Activity: Scan the records below for the string "tests" and return every line where it appears.

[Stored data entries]
--------------------
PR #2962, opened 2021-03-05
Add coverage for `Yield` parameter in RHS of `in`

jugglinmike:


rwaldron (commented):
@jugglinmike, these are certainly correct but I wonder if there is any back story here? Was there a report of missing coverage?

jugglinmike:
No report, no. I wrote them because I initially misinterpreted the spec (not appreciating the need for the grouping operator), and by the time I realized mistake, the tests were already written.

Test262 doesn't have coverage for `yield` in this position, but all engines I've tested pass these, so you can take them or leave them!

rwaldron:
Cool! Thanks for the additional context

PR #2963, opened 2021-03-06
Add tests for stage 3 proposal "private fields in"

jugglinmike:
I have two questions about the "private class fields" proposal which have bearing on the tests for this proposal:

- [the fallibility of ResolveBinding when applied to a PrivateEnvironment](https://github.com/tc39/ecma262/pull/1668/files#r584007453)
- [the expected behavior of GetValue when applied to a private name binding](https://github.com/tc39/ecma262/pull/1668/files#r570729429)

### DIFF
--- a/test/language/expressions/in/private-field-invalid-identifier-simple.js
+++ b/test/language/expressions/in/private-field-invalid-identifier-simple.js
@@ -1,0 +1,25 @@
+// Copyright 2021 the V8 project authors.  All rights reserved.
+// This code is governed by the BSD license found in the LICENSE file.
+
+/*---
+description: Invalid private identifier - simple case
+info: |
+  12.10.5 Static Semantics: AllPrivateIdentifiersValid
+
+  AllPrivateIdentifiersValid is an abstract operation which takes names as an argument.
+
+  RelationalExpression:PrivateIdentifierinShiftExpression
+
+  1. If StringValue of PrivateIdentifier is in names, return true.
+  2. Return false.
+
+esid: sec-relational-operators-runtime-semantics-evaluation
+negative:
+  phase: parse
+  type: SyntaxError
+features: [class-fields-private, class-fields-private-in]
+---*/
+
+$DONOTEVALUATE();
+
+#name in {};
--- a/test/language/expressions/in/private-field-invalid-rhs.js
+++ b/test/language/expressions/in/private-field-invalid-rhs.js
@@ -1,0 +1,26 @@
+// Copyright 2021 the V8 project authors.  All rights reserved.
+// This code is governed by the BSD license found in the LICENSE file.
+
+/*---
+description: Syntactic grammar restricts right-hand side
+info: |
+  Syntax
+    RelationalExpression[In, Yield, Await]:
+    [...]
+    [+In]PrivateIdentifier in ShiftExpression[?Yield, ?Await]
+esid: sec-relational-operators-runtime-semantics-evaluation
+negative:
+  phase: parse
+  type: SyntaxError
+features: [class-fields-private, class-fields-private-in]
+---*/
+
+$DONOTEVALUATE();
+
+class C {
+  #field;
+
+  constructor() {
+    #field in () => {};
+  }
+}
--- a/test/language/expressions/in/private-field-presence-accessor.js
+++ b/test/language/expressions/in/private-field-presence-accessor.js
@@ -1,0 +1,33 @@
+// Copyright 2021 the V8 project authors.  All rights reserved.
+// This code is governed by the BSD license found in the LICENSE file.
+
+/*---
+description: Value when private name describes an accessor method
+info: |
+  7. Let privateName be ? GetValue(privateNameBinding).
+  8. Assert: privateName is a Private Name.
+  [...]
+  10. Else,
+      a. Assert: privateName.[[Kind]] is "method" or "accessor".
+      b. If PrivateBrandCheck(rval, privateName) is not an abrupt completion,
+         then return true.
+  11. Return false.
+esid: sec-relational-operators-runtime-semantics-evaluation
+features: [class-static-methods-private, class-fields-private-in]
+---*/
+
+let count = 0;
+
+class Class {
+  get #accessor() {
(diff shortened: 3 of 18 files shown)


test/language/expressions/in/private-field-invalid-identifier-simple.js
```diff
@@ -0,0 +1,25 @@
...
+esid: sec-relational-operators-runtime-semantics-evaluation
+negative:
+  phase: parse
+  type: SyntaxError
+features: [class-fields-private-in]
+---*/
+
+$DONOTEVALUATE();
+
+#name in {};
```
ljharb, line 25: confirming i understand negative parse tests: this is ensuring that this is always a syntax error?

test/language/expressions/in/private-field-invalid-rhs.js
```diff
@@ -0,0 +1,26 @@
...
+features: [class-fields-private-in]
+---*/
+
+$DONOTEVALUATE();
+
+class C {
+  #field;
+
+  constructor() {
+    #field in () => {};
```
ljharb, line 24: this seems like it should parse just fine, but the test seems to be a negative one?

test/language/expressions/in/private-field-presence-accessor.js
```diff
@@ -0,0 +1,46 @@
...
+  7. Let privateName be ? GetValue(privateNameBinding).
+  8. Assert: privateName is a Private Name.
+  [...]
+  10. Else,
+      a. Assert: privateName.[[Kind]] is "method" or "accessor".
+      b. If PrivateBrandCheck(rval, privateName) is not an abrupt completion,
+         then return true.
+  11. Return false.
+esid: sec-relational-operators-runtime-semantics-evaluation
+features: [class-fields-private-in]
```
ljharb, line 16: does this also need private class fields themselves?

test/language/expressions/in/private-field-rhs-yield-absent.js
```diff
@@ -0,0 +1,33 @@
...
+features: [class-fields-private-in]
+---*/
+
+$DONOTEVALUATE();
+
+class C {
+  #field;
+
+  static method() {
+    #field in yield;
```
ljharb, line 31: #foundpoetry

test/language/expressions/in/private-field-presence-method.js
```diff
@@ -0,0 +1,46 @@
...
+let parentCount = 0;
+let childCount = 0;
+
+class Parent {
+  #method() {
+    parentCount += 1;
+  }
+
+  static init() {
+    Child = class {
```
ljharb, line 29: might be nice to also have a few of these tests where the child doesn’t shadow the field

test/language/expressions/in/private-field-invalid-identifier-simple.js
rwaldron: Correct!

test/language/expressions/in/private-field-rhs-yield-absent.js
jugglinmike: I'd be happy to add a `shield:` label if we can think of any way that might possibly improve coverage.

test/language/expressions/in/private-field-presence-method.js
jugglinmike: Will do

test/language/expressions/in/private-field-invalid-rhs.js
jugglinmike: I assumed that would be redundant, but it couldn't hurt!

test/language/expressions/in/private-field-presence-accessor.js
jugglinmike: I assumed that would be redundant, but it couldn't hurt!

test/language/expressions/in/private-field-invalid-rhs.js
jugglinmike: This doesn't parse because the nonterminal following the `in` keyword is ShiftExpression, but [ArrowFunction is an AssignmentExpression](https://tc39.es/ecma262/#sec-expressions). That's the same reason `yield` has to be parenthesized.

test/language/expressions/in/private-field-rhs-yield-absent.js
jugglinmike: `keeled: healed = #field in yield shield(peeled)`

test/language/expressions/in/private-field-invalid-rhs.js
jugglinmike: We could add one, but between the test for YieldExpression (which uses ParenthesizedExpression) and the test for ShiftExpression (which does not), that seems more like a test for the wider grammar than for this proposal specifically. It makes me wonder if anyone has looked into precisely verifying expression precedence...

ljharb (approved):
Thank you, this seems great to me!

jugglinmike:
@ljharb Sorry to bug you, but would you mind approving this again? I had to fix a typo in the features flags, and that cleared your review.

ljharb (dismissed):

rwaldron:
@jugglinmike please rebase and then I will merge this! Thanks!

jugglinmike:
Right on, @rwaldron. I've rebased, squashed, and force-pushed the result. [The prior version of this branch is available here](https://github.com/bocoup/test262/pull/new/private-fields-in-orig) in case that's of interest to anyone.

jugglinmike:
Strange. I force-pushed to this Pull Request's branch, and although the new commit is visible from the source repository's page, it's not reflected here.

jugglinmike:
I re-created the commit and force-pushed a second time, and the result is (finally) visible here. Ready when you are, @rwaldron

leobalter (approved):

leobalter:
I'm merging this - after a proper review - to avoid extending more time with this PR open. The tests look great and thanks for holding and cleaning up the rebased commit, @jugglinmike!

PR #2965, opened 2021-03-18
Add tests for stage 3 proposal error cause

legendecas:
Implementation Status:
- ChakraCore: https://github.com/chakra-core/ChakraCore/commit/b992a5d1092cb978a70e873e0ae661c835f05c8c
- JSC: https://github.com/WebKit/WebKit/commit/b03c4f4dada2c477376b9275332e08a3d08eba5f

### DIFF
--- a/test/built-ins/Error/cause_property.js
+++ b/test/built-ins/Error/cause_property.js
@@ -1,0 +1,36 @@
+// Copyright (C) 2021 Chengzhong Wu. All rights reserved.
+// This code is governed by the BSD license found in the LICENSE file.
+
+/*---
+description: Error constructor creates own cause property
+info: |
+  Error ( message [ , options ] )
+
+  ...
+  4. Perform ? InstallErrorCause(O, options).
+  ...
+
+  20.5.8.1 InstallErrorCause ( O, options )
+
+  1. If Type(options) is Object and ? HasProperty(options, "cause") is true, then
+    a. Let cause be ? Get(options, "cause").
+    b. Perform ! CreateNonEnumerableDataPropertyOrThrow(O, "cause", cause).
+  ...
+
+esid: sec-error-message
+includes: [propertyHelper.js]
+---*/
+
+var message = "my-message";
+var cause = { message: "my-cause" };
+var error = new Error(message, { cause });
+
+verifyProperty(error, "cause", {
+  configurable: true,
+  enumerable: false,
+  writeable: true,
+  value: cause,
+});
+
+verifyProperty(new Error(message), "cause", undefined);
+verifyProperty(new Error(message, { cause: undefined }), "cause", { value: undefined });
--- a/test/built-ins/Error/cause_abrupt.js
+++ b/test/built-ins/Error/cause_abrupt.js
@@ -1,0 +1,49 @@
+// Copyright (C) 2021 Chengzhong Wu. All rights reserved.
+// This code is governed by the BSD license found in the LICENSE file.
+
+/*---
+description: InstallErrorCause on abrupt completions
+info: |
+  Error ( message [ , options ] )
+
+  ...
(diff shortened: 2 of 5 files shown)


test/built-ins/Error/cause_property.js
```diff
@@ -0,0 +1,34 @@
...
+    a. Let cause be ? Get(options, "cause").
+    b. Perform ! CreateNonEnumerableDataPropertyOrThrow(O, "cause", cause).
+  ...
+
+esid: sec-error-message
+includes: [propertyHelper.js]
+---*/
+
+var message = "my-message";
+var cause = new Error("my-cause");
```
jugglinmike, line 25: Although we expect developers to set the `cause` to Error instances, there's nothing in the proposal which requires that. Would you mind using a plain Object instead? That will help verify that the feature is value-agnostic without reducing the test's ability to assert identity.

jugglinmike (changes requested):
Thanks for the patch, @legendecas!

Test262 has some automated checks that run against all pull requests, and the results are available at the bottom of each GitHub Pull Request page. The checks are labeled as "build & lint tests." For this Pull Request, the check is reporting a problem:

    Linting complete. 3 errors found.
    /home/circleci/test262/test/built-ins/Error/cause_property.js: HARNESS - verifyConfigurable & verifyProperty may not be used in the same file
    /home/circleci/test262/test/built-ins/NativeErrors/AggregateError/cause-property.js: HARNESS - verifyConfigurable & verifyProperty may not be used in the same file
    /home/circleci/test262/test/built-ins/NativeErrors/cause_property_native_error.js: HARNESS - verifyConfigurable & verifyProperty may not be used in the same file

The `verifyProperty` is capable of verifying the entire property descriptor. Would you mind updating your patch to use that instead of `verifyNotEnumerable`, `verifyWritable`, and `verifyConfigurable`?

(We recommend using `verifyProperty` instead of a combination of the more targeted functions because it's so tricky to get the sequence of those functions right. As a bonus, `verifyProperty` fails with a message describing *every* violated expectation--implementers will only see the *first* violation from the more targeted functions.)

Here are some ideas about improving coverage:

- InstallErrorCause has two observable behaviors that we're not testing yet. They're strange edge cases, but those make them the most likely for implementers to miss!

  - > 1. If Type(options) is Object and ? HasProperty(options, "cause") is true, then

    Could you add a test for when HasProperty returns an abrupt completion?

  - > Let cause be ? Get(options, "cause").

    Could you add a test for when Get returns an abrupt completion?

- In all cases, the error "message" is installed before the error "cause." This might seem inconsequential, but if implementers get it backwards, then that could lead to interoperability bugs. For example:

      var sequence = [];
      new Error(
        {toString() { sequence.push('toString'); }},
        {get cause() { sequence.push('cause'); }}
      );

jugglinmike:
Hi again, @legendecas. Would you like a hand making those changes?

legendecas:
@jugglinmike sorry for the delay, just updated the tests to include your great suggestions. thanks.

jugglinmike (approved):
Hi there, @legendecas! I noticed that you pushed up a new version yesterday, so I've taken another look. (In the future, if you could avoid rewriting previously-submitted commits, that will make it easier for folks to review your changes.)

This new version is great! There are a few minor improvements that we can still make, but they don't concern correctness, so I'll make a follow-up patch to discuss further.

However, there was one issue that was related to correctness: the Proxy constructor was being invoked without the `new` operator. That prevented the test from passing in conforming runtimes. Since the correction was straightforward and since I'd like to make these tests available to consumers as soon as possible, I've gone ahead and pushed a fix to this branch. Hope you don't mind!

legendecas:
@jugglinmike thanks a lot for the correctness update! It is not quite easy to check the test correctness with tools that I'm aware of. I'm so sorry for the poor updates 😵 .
--------------------
Reply to the task:
No report, no. I wrote them because I initially misinterpreted the spec (not appreciating the need for the grouping operator), and by the time I realized mistake, the tests were already written.
Add tests for stage 3 proposal "private fields in"
I have two questions about the "private class fields" proposal which have bearing on the tests for this proposal:
ljharb, line 25: confirming i understand negative parse tests: this is ensuring that this is always a syntax error?
ljharb, line 29: might be nice to also have a few of these tests where the child doesn’t shadow the field
I'm merging this - after a proper review - to avoid extending more time with this PR open. The tests look great and thanks for holding and cleaning up the rebased commit, @jugglinmike!
Add tests for stage 3 proposal error cause
Test262 has some automated checks that run against all pull requests, and the results are available at the bottom of each GitHub Pull Request page. The checks are labeled as "build & lint tests." For this Pull Request, the check is reporting a problem:
@jugglinmike sorry for the delay, just updated the tests to include your great suggestions. thanks.
However, there was one issue that was related to correctness: the Proxy constructor was being invoked without the `new` operator. That prevented the test from passing in conforming runtimes. Since the correction was straightforward and since I'd like to make these tests available to consumers as soon as possible, I've gone ahead and pushed a fix to this branch. Hope you don't mind!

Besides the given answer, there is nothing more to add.